No spaceships visible, but random initial patterns tends to grow slowly. Some oscillators are present.

### Rule B01568/S01

Same as above. No spaceships found, slow but steady growth, oscillators.

### Rule B01478A/S01

Same as above. No spaceships found, slow but steady growth. Has 2 common oscillator patterns: 3-celled corner and 5-star.

## Conclusion

Some properties are common for all of the explored strobing rules (that are the small part of the whole rule space).

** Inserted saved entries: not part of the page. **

PR #1242, opened 2021-03-23
Make "enum" : "enum class" thus removing enum numbers

TobiKattmann:
## Proposed Changes
Hi all,

The title gives it away. I imagine that piece by piece some commits are chipped in to remove more and more enum numbers. Like that it is more obvious if sth breaks because somewhere someone uses builds on knowing the actual number to do some shenanigans. 
Maybe just removing all in a big blow saves time bit #1220 already shows some limitations.

I used the following command (for streamwise periodic in this case) and looked over the results whether I notice sth fishy. Not perfect but might help catchin some easy problems.
```bash
grep -r 'NO_STREAMWISE_PERIODIC\|PRESSURE_DROP\|STREAMWISE_MASSFLOW\|Streamwise_Periodic_Map\|GetKind_Streamwise_Periodic' SU2_CFD SU2_DOT SU2_GEO SU2_DEF Common --include=*cpp --include=*hpp --include=*inl
```

So feel free to commit  your removals in here and if it breaks and one doesn't want to search for it just revert that and mention the specific enum so that no-one repeats that

Happy enum-removal  

## Related Work
@bigfooted mentioned that a couple of times and #1220 discusses some limitations

## PR Checklist


pcarruscag:
Provocative thought of the day: Removing the numbers from the enums is a bit of spring cleaning, the "modern C++" way is to use `enum class` and to never rely on implicit conversions from enum to integer type.
In any case, it should be safe to remove the numbers when they already start at zero.

TobiKattmann:
> the "modern C++" way is to use enum class and to never rely on implicit conversions from enum to integer type.

I am in. It is a little (actually quite a bit) more involved as the enum namespace has to be given now everywhere an entry is used.
I was not familiar with `enum` vs `enum class` if someone else needs an entry point [stack overflow](https://stackoverflow.com/questions/18335861/why-is-enum-class-preferred-over-plain-enum), [playin around in compiler explorer](https://gcc.godbolt.org/z/5YTd4dPoE)... oh and of course the [c++ core guidelines entry endorses the use of enum class as well](https://isocpp.github.io/CppCoreGuidelines/CppCoreGuidelines#Renum-class)

TobiKattmann:
> the "modern C++" way is to use enum class and to never rely on implicit conversions from enum to integer type.

I am in. It is a little (actually quite a bit) more involved as the enum namespace has to be given now everywhere an entry is used.
I was not familiar with `enum` vs `enum class` if someone else needs an entry point [stack overflow](https://stackoverflow.com/questions/18335861/why-is-enum-class-preferred-over-plain-enum), [playin around in compiler explorer](https://gcc.godbolt.org/z/5YTd4dPoE)... oh and of course the [c++ core guidelines entry endorses the use of enum class as well](https://isocpp.github.io/CppCoreGuidelines/CppCoreGuidelines#Renum-class)

Common/include/option_structure.inl
```diff
@@ -70,6 +70,51 @@ public:
   }
 };
 
+
+template <class Tenum>
+class COptionEnumClass : public COptionBase {
+
+  map<string, Tenum> m;
+  Tenum & field; // Reference to the fieldname
```
pcarruscag, line 78: Hmmmm not to be picky, but :)
- You can avoid duplicating this class by giving it 2 template parameters, one for the enum type, the other for the type of the field. The first type is always the enum type, the second can be either the conventional unsigned short or the enum type again. Template parameters can have default values, so you even get to do this with minimal changes.
- I never noticed that this class made a copy of the map... please make it a const reference, and pass it by reference also in the constructor.

Common/src/CConfig.cpp
```diff
@@ -355,6 +355,17 @@ void CConfig::addEnumOption(const string name, unsigned short & option_field, co
   return;
 }
 
+// enum types work differently than all of the others because there are a small number of valid
+// string entries for the type. One must also provide a list of all the valid strings of that type.
+template <class Tenum>
+void CConfig::addEnumClassOption(const string name, Tenum & option_field, const map<string, Tenum> & enum_map, Tenum default_value) {
```
TobiKattmann, line 361: I just swapped the `Tenum & option_field` from `unsigned short & option_field` and had to pull that through to `COptionEnumClass` ... it is code duplication but there is a more elegant solution without redoing more then feel free to revert and push, I am interested. 
All the `Kind_stuff` vars are unsigned shorts .. if they were their respective enum type the `addEnumClassOption` could handle those as well within the same implementation.

Common/include/option_structure.hpp
```diff
@@ -2243,15 +2243,15 @@ static const MapType<string, ENUM_VERIFICATION_SOLUTIONS> Verification_Solution_
...
+  PRESSURE_DROP, /*!< \brief Prescribed pressure drop. */
+  MASSFLOW,      /*!< \brief Prescribed massflow. */
 };
 static const MapType<string, ENUM_STREAMWISE_PERIODIC> Streamwise_Periodic_Map = {
-  MakePair("NONE",          NO_STREAMWISE_PERIODIC)
-  MakePair("PRESSURE_DROP", PRESSURE_DROP)
-  MakePair("MASSFLOW",      STREAMWISE_MASSFLOW)
+  MakePair("NONE",          ENUM_STREAMWISE_PERIODIC::NONE)
+  MakePair("PRESSURE_DROP", ENUM_STREAMWISE_PERIODIC::PRESSURE_DROP)
+  MakePair("MASSFLOW",      ENUM_STREAMWISE_PERIODIC::MASSFLOW)
```
pcarruscag, line 2254: It ends up being a little more verbose but you get to use "names" that would otherwise conflict with what is already in use for objective functions and things like that.

Common/src/CConfig.cpp
TobiKattmann: ups ... didn't see you already commented when I wrote this

Common/include/option_structure.inl
TobiKattmann: Don't hesitate to be picky 🔍 

Thats an easy and straight forward solution 👍 for the first point. The second was a bit trickier and I had to un`override` the `SetValue` function for now as this line 
```c++
Tenum val = this->m[option_value[0]];
```
is violating the const of m indirectly. So I made the member function `SetValue` const to calm down the compiler but then I had to remove the override to make it compile. I dont fully understand what is going here and there is surely a better way, so my current version is a version-to-be-improved.

TobiKattmann: ok that const ref thing compiled for me but not for github, so I reverted the change as it was not really good anyway...

Common/include/option_structure.inl
```diff
@@ -26,48 +26,50 @@
...
-    Tenum val = this->m[option_value[0]];
-    this->field = val;
+    field = static_cast<TField>(it->second);
     return "";
   }
 
-  void SetDefault() override {
-    this->field = this->def;
-  }
+  void SetDefault() override { field = static_cast<TField>(def); }
```
pcarruscag, line 72: I added the static cast but this was not smart :facepalm: (it would make enum class compatible with unsigned short...)

Common/include/option_structure.inl
```diff
@@ -186,55 +188,59 @@ public:
   }
 };
 
-template <class Tenum>
-class COptionEnumList : public COptionBase {
+template <class Tenum, class TField>
+class COptionEnumList final : public COptionBase {
```
pcarruscag, line 192: available for lists

Common/src/geometry/CGeometry.cpp
```diff
@@ -3108,7 +3108,7 @@ void CGeometry::ComputeSurf_Curvature(CConfig *config) {
 }
 
 void CGeometry::FilterValuesAtElementCG(const vector<su2double> &filter_radius,
-                                        const vector<pair<unsigned short,su2double> > &kernels,
+                                        const vector<pair<ENUM_FILTER_KERNEL,su2double> > &kernels,
```
pcarruscag, line 3111: enum class is the safe way to remove the numbers... it breaks the code everywhere :)

Common/include/option_structure.inl
pcarruscag: sorted

SU2_CFD/src/solvers/CIncEulerSolver.cpp
```diff
@@ -1597,7 +1597,7 @@ void CIncEulerSolver::Source_Residual(CGeometry *geometry, CSolver **solver_cont
 
       /*--- Get the physical time. ---*/
       su2double time = 0.0;
-      if (config->GetTime_Marching()) time = config->GetPhysicalTime();
+      if (config->GetTime_Marching() != TIME_MARCHING::STEADY) time = config->GetPhysicalTime();
```
TobiKattmann, line 1600: Watch out for: implicitly relying that STEADY evaluates to zero/false and everything else to >0 and therefore true.

SU2_CFD/src/solvers/CEulerSolver.cpp
```diff
@@ -1087,7 +1087,7 @@ void CEulerSolver::SetNondimensionalization(CConfig *config, unsigned short iMes
   su2double Beta          = config->GetAoS()*PI_NUMBER/180.0;
   su2double Mach          = config->GetMach();
   su2double Reynolds      = config->GetReynolds();
-  bool unsteady           = (config->GetTime_Marching() != NO);
+  bool unsteady           = (config->GetTime_Marching() != TIME_MARCHING::STEADY);
```
TobiKattmann, line 1090: using another enum's value like NO in this case. Note to self: Maybe introduce an `inline bool isdual_time` and `isunsteady` in option_structure as it is used quite often

pcarruscag (approved):

TobiKattmann:
Merging this now to keep the PR and the number of problems, that will arise in other code, in bounds. This work will be continued in a future PR.

If your code breaks after merging this PR you most likely just have to add an `<ENUM_NAME>::` in front of your enum variable.

Thanks @pcarruscag for the idea and the setup in `option_structure.inl`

1. "Static" patterns are rare. This is natural, because the patterns that appear static in the simulation (hence quotes), are actually inverting on each step, together with background.
2. The set of naturally occurring patterns is very limited. Usually, there is one or no spaceship with velocity c/2, and a few significantly rare oscillators. Some oscillators can be constructed manually, but almost never form naturally.
3. Discovered spaceships have clear resemblance. The same velocity c/2 regardless the period, the same method of moving by growing a block of 2 cells on each even generation.

## Open questions

Some questions I don't have an answer:

1. Are there any other spaceship in these rules? Geometry of the hyperbolic plane seems to complicate formation of the "wide" spaceships, but "long" ones should be possible.
2. What pattern causes very slow but infinite growth in some of the rules? Some patterns are visible, but they are relatively big and hard to grasp.
3. Are there any significantly different rules with spaceships?

## Software

To produce images and animations, self-written Pentagrid simulator was used. It is open source, and runs on every desktop platform supported by Java (Linux and Windows are tested). To run the program, download the pentagrid-0.x.jar file and run it with java -jar (usually double-click in Windows). Install Java runtime, if not installed (it is safe if you don't enable java plug-in in the browser). The program has very basic GUI and controlled by the hot keys, so read the readme first.